Ultrafast quantum computing with ultracold atom arrays at quantum speed limit

by Prof. Kenji Ohmori (Institute for Molecular Science (IMS), National Institutes of Natural Sciences, Japan)

Thursday 22 Jan 2026, 16:15 → 17:30 Europe/Berlin

ENC-D114 (ENC)

Neutral-atom quantum computers use the arrays of ultracold atoms assembled with optical tweezers, in which each single atom serves as a high-quality qubit, whereas the whole system operates at room temperatures. We use rubidium (Rb) atoms as qubits and have various core competences including ultrafast laser technologies that allow for an ultrafast two-qubit gate operating in nanoseconds, faster than any other two-qubit gates with neutral atoms by two orders of magnitude [1]. This has been made possible with two nearby ultracold Rb atoms excited simultaneously with an ultrashort laser pulse to a Rydberg state far beyond the Rydberg blockade regime, as schematically shown in Fig. 1 [1-5]. We have also been developing underlying technologies that would improve the fidelity of this ultrafast gate, such as a stable gate-operation laser and an automated system for ultraprecise initialization of many qubits [6-8].

In another direction of our R&D, we are currently developing a full-stack quantum computer with 500 qubits. This would be Japan’s first full-stack quantum computer with neutral atoms, and one of only a few in the world, scheduled to start its full operation in this Japanese fiscal year 2025. 
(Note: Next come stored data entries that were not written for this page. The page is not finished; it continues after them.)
PR #1612, opened 2026-09-09
fix: akamai repair broken table follow-up

DamaraNadhra:
| 🎫 Resolve CX-3850 |
| :-----------------: |

## 🎯 What does this PR do?

#1597 taught the pipeline to repair a table closed with a second bare `<table>` instead of `</table>`. It only recognized the typo when the opener sat alone on its own line, so customer docs that write the whole table on one line, the
`<table><thead>…</thead><table>` shape, went unrepaired.

- The candidate test in `repairMistakenTableClosers` used `isAloneOnLine`, which required whitespace on **both** sides of the opener. A one-line table puts `</thead>` immediately before it, so the shape was rejected before the real heuristics ever ran.
- Replaces it with `endsLineAfterMarkup`: the opener must still **finish** its line, but may now be preceded by markup, specifically a prefix that is blank or ends in a complete tag (`/<[^<>]*>\s*$/`).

Figure 1. Conceptual diagram of the ultrafast two-qubit gate for quantum computing with neutral atoms. Two single atoms captured in optical tweezers (red light) with a separation of a micrometer are entangled with an ultrafast laser pulse (blue light) shone for only 10 picoseconds [1]. Image source: Dr. Takafumi Tomita (IMS).

References

[1] Y. Chew et al., Nat. Photonics. 16, 724 (2022). (Front Cover Highlight)
[2] N. Takei et al., Nature Commun. 7, 13449 (2016).
Highlighted by Science 354, 1389 (2016); IOP PhyscisWorld.com (2016).
[3] M. Mizoguchi et al., Phys. Rev. Lett. 124, 253201 (2020).
[4] V. Bharti et al., Phys. Rev. Lett. 131, 123201 (2023).
[5] V. Bharti et al., Phys. Rev. Lett. 133, 093405 (2024).
[6] Y. T. Chew et al., Phys. Rev. A 110, 053518 (2024).
[7] T. P. Mahesh et al., Opt. Lett. 50, 403 (2025).
[8] V. Lienhard et al., Phys. Rev. Lett., in press.